» ENTRIES SUPPLIED:
PR #307, opened 2021-05-10
Add helper method underscore

### LINKED ISSUE #286: Tapioca assumes ActiveSupport string core extensions are present
I have a plan ol' Ruby project (no Rails) that has Sidekiq workers. I'd love to use Tapiocal to generate the RBI files for the Sidekiq workers. However,  I'm running into an error because it's assumed `String` has the  ActiveSupport string extension method `underscore` .

For example, there are two uses of `underscore` in `lib/tapioca/generator.rb`.

```ruby
def dsl_rbi_filename(constant_name)
  config.outpath / "#{constant_name.underscore}.rbi"
end
```

```ruby
def compile_dsl_rbi(constant_name, contents, outpath: config.outpath, quiet: false)
  return if contents.nil?

  rbi_name = constant_name.underscore + ".rbi"

  ...
end
```

vinistock:
Closes #286

### Motivation

We can't depend on active_support being available, so I moved our spec implementation of `underscore` into a helper method so that we can use it in projects that do not include active_support.

I considered adding it as a core extension to string, but I'm not a fan of that approach as it could potentially lead to mistakes. For example, a project including Tapioca could use `underscore` in `String` during development and it would work fine, but then would break outside of a development environment, where Tapioca is not included. This is why I made it a class method.

### Implementation

Move the implementation of `underscore` into a helper class method inside `Generator`. Please, let me know if we have a better place for utilities such as this one.

### Tests

This is a refactor. Existing tests already cover it.

### DIFF
--- a/lib/tapioca/generator.rb
+++ b/lib/tapioca/generator.rb
@@ -3,6 +3,7 @@
 
 require 'pathname'
 require 'thor'
+require "tapioca/core_ext/string"
 
 module Tapioca
   class Generator < ::Thor::Shell::Color
@@ -285,7 +286,7 @@ module Tapioca
     def constantize(constant_names)
       constant_map = constant_names.map do |name|
         begin
-          [name, name.constantize]
+          [name, Object.const_get(name)]
         rescue NameError
           [name, nil]
         end
--- a/lib/tapioca/core_ext/string.rb
+++ b/lib/tapioca/core_ext/string.rb
@@ -1,0 +1,18 @@
+# typed: strict
+# frozen_string_literal: true
+
+class String
+  extend T::Sig
+
+  sig { returns(String) }
+  def underscore
+    return self unless /[A-Z-]|::/.match?(self)
+
+    word = to_s.gsub("::", "/")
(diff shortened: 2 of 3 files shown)


lib/tapioca/generator.rb
```diff
@@ -11,6 +11,18 @@ class Generator < ::Thor::Shell::Color
     sig { returns(Config) }
     attr_reader :config
 
+    sig { params(camel_cased_word: String).returns(String) }
+    def self.underscore(camel_cased_word)
```
paracycle, line 15: Can we instead move this to an actual `String` extension inside the `core_ext` folder? We'd done the same for `descendants`, so that we don't have to change the use sites.

paracycle (commented):
We will also need a similar treatment for `constantize` or we need to replace it with `const_get` instead.

lib/tapioca/generator.rb
vinistock: Ah, perfect! So, we won't be polluting the core classes. I'll make the change!

Morriar (approved):

paracycle (approved):

PR #308, opened 2021-05-11
Resolve security alerts

mutecipher:
### Motivation

Ran `bundle update rails` to resolve the following security advisories:
* CVE-2021-22885,
* CVE-2021-22880,
* GHSA-vr8q-g5c7-m54m, and
* GHSA-cfjv-5498-mph5.

### Implementation

Ran `bundle update rails` which updated related dependencies. Needed to go back and lock Nokogiri at v1.10.10 as it was bumped to v1.11.0 which no longer supports Ruby 2.4.

### Tests

No changes to tests, but current tests continue to pass.

### DIFF
--- a/Gemfile
+++ b/Gemfile
@@ -34,7 +34,7 @@ group(:development, :test) do
   # Fix version to 0.14.1 since it is the last version to support Ruby 2.4
   gem("shopify-money", "= 0.14.1", require: false)
   gem("sidekiq", "~>5.0", require: false) # Version 6 dropped support for Ruby 2.4
-  gem("nokogiri", "= 1.10.10", require: false) # Lock to last supported for Ruby 2.4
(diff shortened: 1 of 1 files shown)


Gemfile
```diff
@@ -34,6 +34,7 @@ group(:development, :test) do
   # Fix version to 0.14.1 since it is the last version to support Ruby 2.4
   gem("shopify-money", "= 0.14.1", require: false)
   gem("sidekiq", "~>5.0", require: false) # Version 6 dropped support for Ruby 2.4
+  gem("nokogiri", "= 1.10.10", require: false) # Lock to last supported for Ruby 2.4
```
rafaelfranca, line 37:
```suggestion
  gem("nokogiri", "1.10.10", require: false) # Lock to last supported for Ruby 2.4
```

» HOW TO COMPLETE THIS TASK:
Transcribe the material so that every line matches the original exactly.

» SOLUTION:
PR #307, opened 2021-05-10
Add helper method underscore

### LINKED ISSUE #286: Tapioca assumes ActiveSupport string core extensions are present
I have a plan ol' Ruby project (no Rails) that has Sidekiq workers. I'd love to use Tapiocal to generate the RBI files for the Sidekiq workers. However,  I'm running into an error because it's assumed `String` has the  ActiveSupport string extension method `underscore` .

For example, there are two uses of `underscore` in `lib/tapioca/generator.rb`.

```ruby
def dsl_rbi_filename(constant_name)
  config.outpath / "#{constant_name.underscore}.rbi"
end
```

```ruby
def compile_dsl_rbi(constant_name, contents, outpath: config.outpath, quiet: false)
  return if contents.nil?

  rbi_name = constant_name.underscore + ".rbi"

  ...
end
```

vinistock:
Closes #286

### Motivation

We can't depend on active_support being available, so I moved our spec implementation of `underscore` into a helper method so that we can use it in projects that do not include active_support.

I considered adding it as a core extension to string, but I'm not a fan of that approach as it could potentially lead to mistakes. For example, a project including Tapioca could use `underscore` in `String` during development and it would work fine, but then would break outside of a development environment, where Tapioca is not included. This is why I made it a class method.

### Implementation

Move the implementation of `underscore` into a helper class method inside `Generator`. Please, let me know if we have a better place for utilities such as this one.

### Tests

This is a refactor. Existing tests already cover it.

### DIFF
--- a/lib/tapioca/generator.rb
+++ b/lib/tapioca/generator.rb
@@ -3,6 +3,7 @@
 
 require 'pathname'
 require 'thor'
+require "tapioca/core_ext/string"
 
 module Tapioca
   class Generator < ::Thor::Shell::Color
@@ -285,7 +286,7 @@ module Tapioca
     def constantize(constant_names)
       constant_map = constant_names.map do |name|
         begin
-          [name, name.constantize]
+          [name, Object.const_get(name)]
         rescue NameError
           [name, nil]
         end
--- a/lib/tapioca/core_ext/string.rb
+++ b/lib/tapioca/core_ext/string.rb
@@ -1,0 +1,18 @@
+# typed: strict
+# frozen_string_literal: true
+
+class String
+  extend T::Sig
+
+  sig { returns(String) }
+  def underscore
+    return self unless /[A-Z-]|::/.match?(self)
+
+    word = to_s.gsub("::", "/")
(diff shortened: 2 of 3 files shown)


lib/tapioca/generator.rb
```diff
@@ -11,6 +11,18 @@ class Generator < ::Thor::Shell::Color
     sig { returns(Config) }
     attr_reader :config
 
+    sig { params(camel_cased_word: String).returns(String) }
+    def self.underscore(camel_cased_word)
```
paracycle, line 15: Can we instead move this to an actual `String` extension inside the `core_ext` folder? We'd done the same for `descendants`, so that we don't have to change the use sites.

paracycle (commented):
We will also need a similar treatment for `constantize` or we need to replace it with `const_get` instead.

lib/tapioca/generator.rb
vinistock: Ah, perfect! So, we won't be polluting the core classes. I'll make the change!

Morriar (approved):

paracycle (approved):

PR #308, opened 2021-05-11
Resolve security alerts

mutecipher:
### Motivation

Ran `bundle update rails` to resolve the following security advisories:
* CVE-2021-22885,
* CVE-2021-22880,
* GHSA-vr8q-g5c7-m54m, and
* GHSA-cfjv-5498-mph5.

### Implementation

Ran `bundle update rails` which updated related dependencies. Needed to go back and lock Nokogiri at v1.10.10 as it was bumped to v1.11.0 which no longer supports Ruby 2.4.

### Tests

No changes to tests, but current tests continue to pass.

### DIFF
--- a/Gemfile
+++ b/Gemfile
@@ -34,7 +34,7 @@ group(:development, :test) do
   # Fix version to 0.14.1 since it is the last version to support Ruby 2.4
   gem("shopify-money", "= 0.14.1", require: false)
   gem("sidekiq", "~>5.0", require: false) # Version 6 dropped support for Ruby 2.4
-  gem("nokogiri", "= 1.10.10", require: false) # Lock to last supported for Ruby 2.4
(diff shortened: 1 of 1 files shown)


Gemfile
```diff
@@ -34,6 +34,7 @@ group(:development, :test) do
   # Fix version to 0.14.1 since it is the last version to support Ruby 2.4
   gem("shopify-money", "= 0.14.1", require: false)
   gem("sidekiq", "~>5.0", require: false) # Version 6 dropped support for Ruby 2.4
+  gem("nokogiri", "= 1.10.10", require: false) # Lock to last supported for Ruby 2.4
```
rafaelfranca, line 37:
```suggestion
  gem("nokogiri", "1.10.10", require: false) # Lock to last supported for Ruby 2.4
```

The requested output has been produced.